Look through the material below for "each". Copy every line that contains it.

**THE INPUT**
● ● ● ●

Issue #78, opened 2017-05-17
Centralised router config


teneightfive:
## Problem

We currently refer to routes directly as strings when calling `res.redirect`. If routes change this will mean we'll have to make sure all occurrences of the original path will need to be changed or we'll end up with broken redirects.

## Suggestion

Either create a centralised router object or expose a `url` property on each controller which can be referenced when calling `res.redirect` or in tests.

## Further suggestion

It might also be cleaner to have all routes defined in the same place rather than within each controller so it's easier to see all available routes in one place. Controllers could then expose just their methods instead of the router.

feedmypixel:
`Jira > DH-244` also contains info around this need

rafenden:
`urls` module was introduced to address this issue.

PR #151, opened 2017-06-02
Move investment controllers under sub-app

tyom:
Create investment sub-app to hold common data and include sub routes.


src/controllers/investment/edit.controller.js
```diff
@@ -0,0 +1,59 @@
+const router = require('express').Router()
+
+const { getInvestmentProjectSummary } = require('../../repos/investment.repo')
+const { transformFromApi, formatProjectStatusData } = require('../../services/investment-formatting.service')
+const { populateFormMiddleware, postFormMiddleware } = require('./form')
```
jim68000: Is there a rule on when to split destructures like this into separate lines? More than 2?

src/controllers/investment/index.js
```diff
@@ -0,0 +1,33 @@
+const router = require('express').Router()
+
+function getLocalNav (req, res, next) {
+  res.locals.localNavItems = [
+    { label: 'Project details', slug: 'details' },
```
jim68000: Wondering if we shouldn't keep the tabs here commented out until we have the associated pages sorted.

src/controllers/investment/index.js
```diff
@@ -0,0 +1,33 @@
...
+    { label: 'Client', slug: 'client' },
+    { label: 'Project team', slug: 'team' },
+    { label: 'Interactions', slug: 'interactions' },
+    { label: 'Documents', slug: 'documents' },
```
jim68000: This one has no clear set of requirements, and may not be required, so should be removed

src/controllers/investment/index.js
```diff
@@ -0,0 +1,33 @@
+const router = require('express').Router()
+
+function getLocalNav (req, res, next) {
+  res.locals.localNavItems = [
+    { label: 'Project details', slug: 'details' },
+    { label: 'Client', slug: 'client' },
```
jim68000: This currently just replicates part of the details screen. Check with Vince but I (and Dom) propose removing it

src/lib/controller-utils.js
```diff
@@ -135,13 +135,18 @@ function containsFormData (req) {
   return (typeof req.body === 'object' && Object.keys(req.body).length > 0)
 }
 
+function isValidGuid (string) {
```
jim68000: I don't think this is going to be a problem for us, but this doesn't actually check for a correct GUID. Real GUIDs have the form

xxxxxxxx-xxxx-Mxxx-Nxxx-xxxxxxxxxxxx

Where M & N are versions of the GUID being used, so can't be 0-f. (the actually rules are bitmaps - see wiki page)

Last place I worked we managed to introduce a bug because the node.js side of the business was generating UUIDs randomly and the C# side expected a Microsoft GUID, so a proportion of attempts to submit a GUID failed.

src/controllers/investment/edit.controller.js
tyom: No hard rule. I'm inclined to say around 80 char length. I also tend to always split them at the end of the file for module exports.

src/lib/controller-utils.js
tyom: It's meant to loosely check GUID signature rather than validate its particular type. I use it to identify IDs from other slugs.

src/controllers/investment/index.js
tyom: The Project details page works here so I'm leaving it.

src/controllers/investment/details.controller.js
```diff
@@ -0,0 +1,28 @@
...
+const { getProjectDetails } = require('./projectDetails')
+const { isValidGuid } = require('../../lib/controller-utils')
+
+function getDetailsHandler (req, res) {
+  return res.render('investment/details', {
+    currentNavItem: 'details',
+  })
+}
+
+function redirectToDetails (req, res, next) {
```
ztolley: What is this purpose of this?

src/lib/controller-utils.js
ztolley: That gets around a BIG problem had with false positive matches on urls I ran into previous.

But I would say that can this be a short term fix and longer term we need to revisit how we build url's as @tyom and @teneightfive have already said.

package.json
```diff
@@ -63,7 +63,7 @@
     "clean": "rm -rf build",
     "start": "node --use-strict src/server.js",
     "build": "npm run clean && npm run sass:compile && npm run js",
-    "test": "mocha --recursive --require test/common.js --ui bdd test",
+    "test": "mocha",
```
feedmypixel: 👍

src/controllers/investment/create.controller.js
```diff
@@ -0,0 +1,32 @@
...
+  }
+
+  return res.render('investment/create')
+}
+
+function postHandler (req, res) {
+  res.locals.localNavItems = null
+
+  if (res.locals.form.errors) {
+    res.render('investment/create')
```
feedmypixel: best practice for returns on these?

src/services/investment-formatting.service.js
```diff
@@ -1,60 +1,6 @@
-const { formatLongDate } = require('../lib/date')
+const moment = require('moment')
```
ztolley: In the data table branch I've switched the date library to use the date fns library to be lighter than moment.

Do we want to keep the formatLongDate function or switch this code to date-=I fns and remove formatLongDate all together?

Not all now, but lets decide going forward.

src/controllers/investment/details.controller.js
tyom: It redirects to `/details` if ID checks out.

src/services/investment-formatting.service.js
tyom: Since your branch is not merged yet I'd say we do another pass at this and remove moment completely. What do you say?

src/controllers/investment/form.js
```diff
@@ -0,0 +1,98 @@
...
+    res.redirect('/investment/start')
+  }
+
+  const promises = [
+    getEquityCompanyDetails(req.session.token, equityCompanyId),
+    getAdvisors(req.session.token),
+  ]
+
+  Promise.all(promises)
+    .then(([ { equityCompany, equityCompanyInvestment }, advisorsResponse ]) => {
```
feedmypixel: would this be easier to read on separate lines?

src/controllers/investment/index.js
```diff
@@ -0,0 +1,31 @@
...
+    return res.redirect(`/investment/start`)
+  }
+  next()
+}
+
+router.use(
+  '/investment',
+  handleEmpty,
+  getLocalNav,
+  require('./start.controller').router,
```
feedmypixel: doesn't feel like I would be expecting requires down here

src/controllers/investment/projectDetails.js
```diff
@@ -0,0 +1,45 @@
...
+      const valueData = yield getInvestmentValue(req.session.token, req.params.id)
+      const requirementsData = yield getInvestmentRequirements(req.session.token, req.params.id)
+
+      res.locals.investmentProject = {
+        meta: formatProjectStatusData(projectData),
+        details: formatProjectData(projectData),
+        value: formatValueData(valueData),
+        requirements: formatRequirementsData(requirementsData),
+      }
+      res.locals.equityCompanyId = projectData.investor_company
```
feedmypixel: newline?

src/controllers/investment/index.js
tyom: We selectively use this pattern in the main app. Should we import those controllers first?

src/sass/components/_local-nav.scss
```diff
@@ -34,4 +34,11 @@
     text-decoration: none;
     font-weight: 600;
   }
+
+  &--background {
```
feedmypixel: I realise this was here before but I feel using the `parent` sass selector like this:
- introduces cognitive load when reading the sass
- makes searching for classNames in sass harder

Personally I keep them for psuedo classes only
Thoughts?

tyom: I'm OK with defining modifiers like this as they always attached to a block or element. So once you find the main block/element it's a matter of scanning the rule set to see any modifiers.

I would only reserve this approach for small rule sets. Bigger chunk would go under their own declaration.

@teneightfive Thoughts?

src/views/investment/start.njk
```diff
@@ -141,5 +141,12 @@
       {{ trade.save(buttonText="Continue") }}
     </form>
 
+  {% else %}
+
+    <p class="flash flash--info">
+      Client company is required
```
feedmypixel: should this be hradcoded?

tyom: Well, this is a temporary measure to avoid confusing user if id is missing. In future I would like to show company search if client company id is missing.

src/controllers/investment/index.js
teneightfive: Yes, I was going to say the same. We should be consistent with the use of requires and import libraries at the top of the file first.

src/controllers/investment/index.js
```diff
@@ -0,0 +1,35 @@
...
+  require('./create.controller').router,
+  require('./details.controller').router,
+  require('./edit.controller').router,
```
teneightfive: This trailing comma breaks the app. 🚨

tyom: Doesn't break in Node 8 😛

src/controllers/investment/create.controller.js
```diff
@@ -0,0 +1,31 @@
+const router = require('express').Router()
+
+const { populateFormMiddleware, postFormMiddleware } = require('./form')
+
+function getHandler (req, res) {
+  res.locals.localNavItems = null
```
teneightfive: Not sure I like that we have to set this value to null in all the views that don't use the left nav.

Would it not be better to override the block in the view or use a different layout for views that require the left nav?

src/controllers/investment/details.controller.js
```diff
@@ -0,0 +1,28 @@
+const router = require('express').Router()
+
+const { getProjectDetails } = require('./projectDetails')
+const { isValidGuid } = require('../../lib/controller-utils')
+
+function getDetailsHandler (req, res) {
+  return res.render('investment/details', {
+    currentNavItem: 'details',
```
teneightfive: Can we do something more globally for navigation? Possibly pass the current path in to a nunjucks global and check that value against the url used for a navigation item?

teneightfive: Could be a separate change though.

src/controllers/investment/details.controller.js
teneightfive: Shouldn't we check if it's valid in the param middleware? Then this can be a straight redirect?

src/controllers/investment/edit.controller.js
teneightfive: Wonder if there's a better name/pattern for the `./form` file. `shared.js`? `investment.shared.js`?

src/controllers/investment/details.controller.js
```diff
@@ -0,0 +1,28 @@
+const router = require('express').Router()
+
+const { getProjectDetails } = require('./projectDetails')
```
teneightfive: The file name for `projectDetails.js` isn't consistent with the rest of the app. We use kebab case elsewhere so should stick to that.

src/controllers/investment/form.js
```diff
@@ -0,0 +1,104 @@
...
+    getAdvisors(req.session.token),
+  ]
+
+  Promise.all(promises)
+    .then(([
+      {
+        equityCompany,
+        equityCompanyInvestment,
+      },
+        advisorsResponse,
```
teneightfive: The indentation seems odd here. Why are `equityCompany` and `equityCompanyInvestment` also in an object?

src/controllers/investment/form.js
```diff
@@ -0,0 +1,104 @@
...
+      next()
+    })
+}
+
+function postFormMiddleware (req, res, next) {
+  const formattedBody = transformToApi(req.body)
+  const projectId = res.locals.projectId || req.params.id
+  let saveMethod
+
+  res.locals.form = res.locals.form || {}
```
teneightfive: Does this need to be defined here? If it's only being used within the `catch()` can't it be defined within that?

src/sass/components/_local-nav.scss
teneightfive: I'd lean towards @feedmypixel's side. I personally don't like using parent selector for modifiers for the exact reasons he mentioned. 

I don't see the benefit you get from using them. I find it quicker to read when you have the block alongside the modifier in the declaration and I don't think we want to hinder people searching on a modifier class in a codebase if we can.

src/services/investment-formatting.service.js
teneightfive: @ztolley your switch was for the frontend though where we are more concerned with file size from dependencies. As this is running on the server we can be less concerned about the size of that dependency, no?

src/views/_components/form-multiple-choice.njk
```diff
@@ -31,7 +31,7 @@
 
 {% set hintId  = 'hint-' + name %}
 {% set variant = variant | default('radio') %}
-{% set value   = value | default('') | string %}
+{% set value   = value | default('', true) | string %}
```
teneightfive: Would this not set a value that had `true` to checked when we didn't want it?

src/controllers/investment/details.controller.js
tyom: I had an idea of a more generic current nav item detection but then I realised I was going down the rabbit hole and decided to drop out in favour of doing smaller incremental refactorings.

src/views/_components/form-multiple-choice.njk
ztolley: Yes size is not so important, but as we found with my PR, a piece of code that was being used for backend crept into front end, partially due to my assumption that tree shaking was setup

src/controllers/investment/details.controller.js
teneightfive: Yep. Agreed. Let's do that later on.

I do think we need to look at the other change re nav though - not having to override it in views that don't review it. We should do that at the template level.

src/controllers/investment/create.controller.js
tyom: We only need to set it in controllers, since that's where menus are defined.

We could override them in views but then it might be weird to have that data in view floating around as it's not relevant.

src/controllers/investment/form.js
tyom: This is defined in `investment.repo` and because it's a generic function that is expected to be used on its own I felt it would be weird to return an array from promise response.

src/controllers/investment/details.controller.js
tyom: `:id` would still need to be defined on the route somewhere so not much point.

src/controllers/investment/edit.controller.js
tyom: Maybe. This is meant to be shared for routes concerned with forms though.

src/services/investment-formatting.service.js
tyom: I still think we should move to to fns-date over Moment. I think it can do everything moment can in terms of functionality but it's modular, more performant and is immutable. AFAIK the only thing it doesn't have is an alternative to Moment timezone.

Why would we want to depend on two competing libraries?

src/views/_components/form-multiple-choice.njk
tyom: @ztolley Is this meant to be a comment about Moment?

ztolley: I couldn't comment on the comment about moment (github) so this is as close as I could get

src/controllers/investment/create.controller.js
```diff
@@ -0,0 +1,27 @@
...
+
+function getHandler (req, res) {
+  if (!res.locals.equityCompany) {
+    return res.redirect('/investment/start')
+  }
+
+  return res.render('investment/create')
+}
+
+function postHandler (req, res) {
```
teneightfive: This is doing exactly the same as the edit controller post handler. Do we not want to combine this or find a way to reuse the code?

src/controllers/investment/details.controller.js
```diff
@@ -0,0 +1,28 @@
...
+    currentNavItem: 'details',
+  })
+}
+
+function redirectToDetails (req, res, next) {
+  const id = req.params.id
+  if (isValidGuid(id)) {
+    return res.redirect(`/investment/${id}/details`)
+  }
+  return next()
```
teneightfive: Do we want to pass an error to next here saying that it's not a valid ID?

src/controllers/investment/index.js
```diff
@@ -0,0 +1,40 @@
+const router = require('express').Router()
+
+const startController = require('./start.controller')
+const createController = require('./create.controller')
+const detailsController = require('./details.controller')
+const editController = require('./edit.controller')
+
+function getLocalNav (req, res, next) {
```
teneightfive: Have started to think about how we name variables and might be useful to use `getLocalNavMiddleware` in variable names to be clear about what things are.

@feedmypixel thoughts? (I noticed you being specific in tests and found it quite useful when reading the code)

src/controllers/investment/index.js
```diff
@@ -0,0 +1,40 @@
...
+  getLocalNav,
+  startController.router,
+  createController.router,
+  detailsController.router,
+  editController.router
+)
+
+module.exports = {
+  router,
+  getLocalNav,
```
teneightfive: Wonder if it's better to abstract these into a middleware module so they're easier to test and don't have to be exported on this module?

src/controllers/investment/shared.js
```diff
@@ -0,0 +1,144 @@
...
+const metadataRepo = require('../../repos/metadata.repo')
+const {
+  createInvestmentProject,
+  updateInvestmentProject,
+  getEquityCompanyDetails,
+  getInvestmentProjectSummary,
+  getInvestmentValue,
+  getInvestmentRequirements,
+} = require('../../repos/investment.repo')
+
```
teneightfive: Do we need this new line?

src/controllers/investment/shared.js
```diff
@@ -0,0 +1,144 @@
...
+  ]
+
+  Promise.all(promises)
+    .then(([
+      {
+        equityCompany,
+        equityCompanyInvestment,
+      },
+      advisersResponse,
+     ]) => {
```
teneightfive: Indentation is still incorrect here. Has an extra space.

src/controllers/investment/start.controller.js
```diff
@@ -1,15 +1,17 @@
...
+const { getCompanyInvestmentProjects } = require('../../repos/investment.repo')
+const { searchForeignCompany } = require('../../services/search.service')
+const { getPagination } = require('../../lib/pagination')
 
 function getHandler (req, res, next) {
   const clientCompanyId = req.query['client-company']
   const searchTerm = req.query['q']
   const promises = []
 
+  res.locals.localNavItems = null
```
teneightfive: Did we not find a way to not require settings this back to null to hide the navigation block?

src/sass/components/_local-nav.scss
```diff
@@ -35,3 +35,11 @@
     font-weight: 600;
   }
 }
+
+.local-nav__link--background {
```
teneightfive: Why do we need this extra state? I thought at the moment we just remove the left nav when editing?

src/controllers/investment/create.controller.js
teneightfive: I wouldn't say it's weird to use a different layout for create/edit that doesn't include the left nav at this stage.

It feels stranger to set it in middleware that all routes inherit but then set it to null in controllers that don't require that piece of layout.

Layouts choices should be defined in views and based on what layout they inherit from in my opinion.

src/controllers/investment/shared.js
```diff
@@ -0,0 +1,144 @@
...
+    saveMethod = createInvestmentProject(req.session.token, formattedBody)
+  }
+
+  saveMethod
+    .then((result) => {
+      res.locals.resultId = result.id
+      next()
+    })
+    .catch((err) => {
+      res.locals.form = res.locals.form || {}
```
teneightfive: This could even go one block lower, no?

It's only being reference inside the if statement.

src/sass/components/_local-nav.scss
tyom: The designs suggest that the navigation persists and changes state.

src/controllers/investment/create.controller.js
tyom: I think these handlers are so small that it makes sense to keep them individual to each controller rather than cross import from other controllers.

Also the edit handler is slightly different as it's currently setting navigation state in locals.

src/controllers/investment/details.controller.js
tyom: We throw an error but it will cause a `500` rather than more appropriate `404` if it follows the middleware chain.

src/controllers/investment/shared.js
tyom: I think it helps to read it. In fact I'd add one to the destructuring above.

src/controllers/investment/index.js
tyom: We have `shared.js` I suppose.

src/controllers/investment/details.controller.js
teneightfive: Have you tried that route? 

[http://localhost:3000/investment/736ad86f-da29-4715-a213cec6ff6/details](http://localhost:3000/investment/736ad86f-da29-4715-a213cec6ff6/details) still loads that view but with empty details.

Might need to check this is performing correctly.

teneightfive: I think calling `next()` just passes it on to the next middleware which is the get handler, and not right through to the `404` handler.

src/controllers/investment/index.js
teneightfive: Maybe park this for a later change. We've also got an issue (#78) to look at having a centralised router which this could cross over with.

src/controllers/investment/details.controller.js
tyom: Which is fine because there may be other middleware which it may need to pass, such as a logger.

● ● ● ●

**REPLY TO THE EXERCISE**
Either create a centralised router object or expose a `url` property on each controller which can be referenced when calling `res.redirect` or in tests.
It might also be cleaner to have all routes defined in the same place rather than within each controller so it's easier to see all available routes in one place. Controllers could then expose just their methods instead of the router.
tyom: I think these handlers are so small that it makes sense to keep them individual to each controller rather than cross import from other controllers.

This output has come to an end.